The prevalence of ID varies from country to country, and it is especially low in developed countries as compared to less-developed countries^73,74. The identification of genes causing ID rapidly increased over the past 3 to 5 years owing to the use of sophisticated sequencing techniques. The diagnosis of ID patients became easy with new massively parallel sequencing methods and the help of different human variant databases. The heterogeneity of ID makes it difficult for etiological diagnosis; however, WES is likely to be used as the first-line test for ID probands. NGS improves our understanding of the genetic origin of ID. Not all ID-causing genes have been identified yet, but a combined approach of sequencing techniques, functional analysis, and bioinformatics will help to identify new ID-causing genes. This approach will potentially provide a new way of treating ID. Although ID genes can be therapeutically targeted using the CRISPR-Cas-9 system, this method and its application in mammals is still emerging, and many regulatory, methodological, and off-target effects still need to be understood.

The genomic understanding of ID has primarily come from developed countries, and our knowledge in developing countries is very limited. This is important, as many of these countries have a young population and culturally prefer large families, indicating that the burden of ID and other childhood disorders will increase before technology is developed enough to treat these conditions.

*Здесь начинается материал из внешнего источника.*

Issue #2212, opened 2020-03-18
Okinawan (ryu)


RyckRichards:
* Language name: Okinawan
* Language info: https://en.wikipedia.org/wiki/Okinawan_language
* ISO 639-3 code: RYU
* Public List: https://tatoeba.org/eng/sentences_lists/show/9735
* Icon: https://en.wikipedia.org/wiki/File:Flag_of_Okinawa_Prefecture.svg
* Requested by: https://tatoeba.org/eng/user/profile/Balamax

PR #2219, opened 2020-03-18
Added language Okinawan (ryu)

RyckRichards:
This PR is addressed to #2212 

Language info: https://en.wikipedia.org/wiki/Okinawan_language
Requested by: https://tatoeba.org/eng/user/profile/Balamax


jiru:
@RyckRichards Thank you!

I replaced (e21d88de1e0ad06d53bf8d2cbd165e71db37a22d) your SVG with the [original image from Wikimedia](https://upload.wikimedia.org/wikipedia/commons/2/2f/Flag_of_Okinawa_Prefecture.svg) because it’s smaller and it looks about the same.

Next time, if the original flag image is an SVG image, please check if it’s not better to use it as is in terms of file size and quality.

Issue #2211, opened 2020-03-18
Can't copy text from Safari on iPhone


RyckRichards:
Reported by cueyayotl via PM (He allowed me to post it here):

> Also, when using Safari on my iPhone, I noticed that I can't copy text from this site. I can highlight words, and then click on 'copy' but it doesn't put the words on the clipboard, so I am able to paste them elsewhere. On the other hand, I CAN copy text when I click on 'Edit this sentence' (which is only accessible because of my 'Corpus Maintainer' status here)... I assume normal users are unable to copy text at all. However, this isn't an issue with Google Chrome on my PC at all.

Yorwba:
This is probably related to the copy-paste hack to remove furigana from the selection. I've been the last to touch that code (#2123, #2147), so I'd like to fix this problem, but unfortunately I don't have any Apple devices to test this. [CanIUse lists support for clipboard data access on iOS Safari as "unknown"](https://www.caniuse.com/#feat=mdn-api_window_copy_event_clipboarddata), so maybe it's related to that.

@cueyayotl Does the copy button at the right-hand side of each sentence work? It would at least allow you to copy entire sentences.

cueyayotl:
Ah, I didn't realize there was a copy button at the right-hand side of each sentence. But yes, the button does work; I'm just not able to copy individual words right now.

trang:
@cueyayotl Is it a problem on the new sentence design?

jiru:
@cueyayotl Could you try if you can copy text from Safari on https://dev.tatoeba.org/ now?

jiru:
I assume the problem is solved. Feel free to re-open this issue if it isn’t.

PR #2220, opened 2020-03-18
More fixes for the furigana copy-paste hack

Yorwba:
I think that #2211 was most likely caused by `setData` being unsupported in Safari on iOS ([according to MDN](https://developer.mozilla.org/en-US/docs/Web/API/DataTransfer/setData), it's the only modern browser that doesn't support this API). This PR checks whether the function is present before calling it and that hopefully should allow people using iOS to copy things again.

While testing in Firefox, I noticed a different problem, which is that when copying from an `input` element (I was using the search bar), `toString()` on the selection sometimes returns an empty string even though the selection is not empty. I'm not sure what causes this. In the debugger I could see that the selection markers on the `input` element were set, so it might be a browser bug that it returned the wrong selection content. Anyways, since it doesn't seem to affect other elements and we have no ruby tags in `input` elements, ignoring those should be an acceptable workaround.

### DIFF
--- a/webroot/js/generic_functions.js
+++ b/webroot/js/generic_functions.js
@@ -156,7 +156,8 @@ $(document).on('copy', function (e) {
 
     var sel = window.getSelection();
     var clipboardData = e.originalEvent.clipboardData; // not available in IE
-    if (sel.rangeCount > 0 && clipboardData) {
+    var setData = clipboardData && clipboardData.setData; // not available in iOS Safari
+    if (sel.rangeCount > 0 && setData) {
         $('rt').css('visibility', 'hidden');
         clipboardData.setData('text', sel.toString());
         $('rt').css('visibility', 'visible');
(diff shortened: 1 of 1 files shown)


Yorwba:
Update on the second part: it's not a browser bug, but documented behavior. [`getSelection` doesn't work for `<input>` and `<textarea>` elements in Firefox](https://developer.mozilla.org/en-US/docs/Web/API/Window/getSelection#Related_objects). I added a comment to the code linking to the documentation.

Now I just don't understand why I couldn't reliably trigger it. It never works on a page with just a single `<input>` element, but during testing on my local Tatoeba instance, I could get the selection more often than not. Maybe some of the extra markup Angular adds masks the problem somehow.

jiru:
Thank you Yorwba. I’m merging your PR for the sake of Safari users (and because I trust you), but this code is getting really ugly now. Maybe I’m just not used to see cross-browser front-end code under the hood, but I really wish we could find a cleaner, less error-prone method to prevent copy-pasting furigana.

Yorwba:
I don't usually write front-end code either, so it's totally possible that there's an elegant solution and I simply missed it. But we're kind of fighting the browser's default behavior of copying exactly what the user sees. I wouldn't be surprised if `setData` is intentionally disabled on iOS to protect the user against malicious modification of the clipboard content, but I didn't find any official Apple documentation that explains it.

Therefore, early diagnosis, education, and genetic counseling will be important for families suffering with these conditions. In addition, many of the genes in developing countries are likely to have founder effects that may be amenable to diagnosis in cultural groups and demographic areas, accelerating diagnosis and revealing carrier status to help family planning.